Section 6 concludes by offering a brief conclusion and suggesting future research directions.
2. System Design
The proposed system comprises two main components: the physical AGV robotic platform and the navigation system used to control its motion. The navigation system is designed to allow the AGV to perform naturally inside an environment containing various objects, such as walls, aisles, shelves, and objects on the floor. For evaluation purposes, in this research, the AGV navigates by passing various obstacles or markers from the starting position to the home position. As the AGV moves, it performs continuous object detection and recognition using a visual navigation system implemented using a DAL architecture based on YOLOv4 for segmentation purposes and SURF to perform collision avoidance.
The fundamental elements of the suggested DAL architecture are shown in
Figure 1. The brown boxes refer to the simulated localization environment, which contains various objects, including sports cones, gallon water containers, and cardboard boxes. A dataset consisting of images showing these objects and the associated environment was compiled to support the YOLO segmentation process. While the AGV is moving, the paired RGB images captured by the mono camera are used as input data to the SURF algorithm (shown in purple) to perform obstacle avoidance according to the object detection results obtained from the kNN-assisted YOLOv4 model. Finally, a set of commands was produced to instruct the AGV to move forward, backward, left, right, or stop, as required, to safely reach the designated home position (depicted in white).
In general, DAL is divided into three main parts. So, it needs to be declared that the DAL concept adopts AL and reinforcement learning (RL) so that the first part is the environment. This environment is set in the form of cones, water containers, cardboard, and other items. On the other hand, a previously collected dataset is inserted into a passive environment. In the middle is the visual navigation system. The RGB image in the form of an indoor environment becomes input from the system for detection and recognition by YOLOv4 with consideration of three optimizers: SDGM, RMSProp, and ADAM. Then, the results of YOLOv4 recognition are also used by kNN to find connection points between the previous image and the current image. The results of this search for the shortest distance are used to consider the AGV’s movements in finding a safe route. The RGB input from the AGV is taken continuously and compared; therefore, as soon as the AGV moves, the first image will be taken, and then it will move again for the following image. In this case, there is a shift in the baseline, both on the x-axis and/or z-axis, so it seems that the AGV is using a stereo camera with a pair of identical images.
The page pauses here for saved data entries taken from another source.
PR #350, opened 2023-12-10
Fix | Remove `xml` method deprecation

Sammyjo20:
The `xml` method was still used by some people so I've decided to remove the deprecation but instead write some better descriptions for the methods to help people decide.


Sammyjo20 (commented):
Self review

PR #357, opened 2024-01-03
Remove Redundant Trait

Cbrad24:
Removes the `HasDelay` trait definition on the abstract class `Connector`, which is already provided by the `HasRequestProperties` trait that is in use on this class, making the definition redundant, so it can be safely removed.

As below:
```php
trait HasRequestProperties
{
    use HasHeaders;
    use HasQuery;
    use HasConfig;
    use HasMiddleware;
    use HasDelay;
}
```


Sammyjo20 (approved):
Ah good spot, thank you @Cbrad24 !

PR #359, opened 2024-01-10
Feature | Global Mock Client

Sammyjo20:
This PR introduces a global mock client for all applications, not just for Laravel. This allows you to register a mock client in your test and then execute application code like making a call to a route which might contain a Saloon request. This means you don't have to pass around a `MockClient` like you had to do before.

This PR is part of an exercise I am doing to improve the testing experience in Saloon. I feel that for people not using Laravel, there wasn't a good way to test globally.

This make use of PHP static properties which are the same throughout the PHP process lifecycle, essentially global variables. 

```php
public function test_my_application_can_make_api_call()
{
    $mockClient = MockClient::global([
        SomeRequest::class => MockResponse::make(['example' => 'data']);
    ]);

    $this->post('/some-internal-route/');

    $mockClient->assertSent(SomeRequest::class);
}
```

> **Note**
> You will need to configure `MockClient::destroyGlobal()` between tests either in a global beforeEach or in the setup method.

**Pest**
```php
uses()
    ->beforeEach(fn () => MockClient::destroyGlobal())
    ->in(__DIR__);
```
**PHP Unit**
```php
public function setUp()
{
    MockClient::destroyGlobal();
}
```
### Upsides
- Offers people with a way to test globally without having to pass around a `$mockClient` variable.
- Uses the existing `MockClient` class under the hood so all expectations are the same

### Downsides
- Laravel testing might become slightly more confusing because there's another way to test. I will need to separate the documentation to be able to support all the different types of mock clients.
- Can result in leaky tests if people forget to reset between tests


Sammyjo20 (commented):
Self review

Sammyjo20 (commented):
Self review

PR #360, opened 2024-01-12
Fix | Update PHPDoc with typo 

chengkangzai:
Hi Team! 

Great love with Saloon!

Just spot a typo when i try to fix catch a exception and try to fix it here


Sammyjo20 (approved):
Thank you for fixing this!

PR #362, opened 2024-01-14
Fix | Remove Unnecesary @ throws tags in docblocks

Sammyjo20:
This PR cleans up the usages of `@throws` tags inside of PHP docblocks. I have removed the ones which I didn't think were necessary for the end user to try/catch.


Sammyjo20 (commented):
Self review

PR #363, opened 2024-01-18
Fix | Allow createOAuthAuthenticator method to have a nullable refresh token

### LINKED ISSUE #352: AuthConnector::createOAuthAuthenticator(): Argument #2 ($refreshToken) must be of type string, null given
i dont get a refresh token ( shopify api ) and dont have a fallback. 

should't the $refreshToken be Nullable

```
protected function createOAuthAuthenticator(string $accessToken, ?string $refreshToken, ?DateTimeImmutable $expiresAt = null): OAuthAuthenticator
    {
        return new AccessTokenAuthenticator($accessToken, $refreshToken, $expiresAt);
    }
```

in AccessTokenAuthenticator the refresh is also nullable
```
 public function __construct(
        public readonly string             $accessToken,
        public readonly ?string            $refreshToken = null,
        public readonly ?DateTimeImmutable $expiresAt = null,
    ) {
        //
    }
```

Sammyjo20:
Fixes #352

### DIFF
--- a/src/Traits/OAuth2/AuthorizationCodeGrant.php
+++ b/src/Traits/OAuth2/AuthorizationCodeGrant.php
@@ -161,7 +161,7 @@ trait AuthorizationCodeGrant
     /**
      * Create the authenticator.
      */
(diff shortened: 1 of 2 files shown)


Sammyjo20 (commented):
Self review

SURF processes identical images to find link points between the first and second images. There is no limit to the number of matching points. Naturally, many matching points are more valid in this case, but it is also necessary to limit it to make performance efficient; ten nodes are enough. The navigation algorithm uses the results of these nodes to avoid obstacles, approach the target, turn, and stop. Another algorithm related to DAL tests the accuracy of target detection. The two algorithms are combined to find the target and determine navigation by the AGV in an indoor context.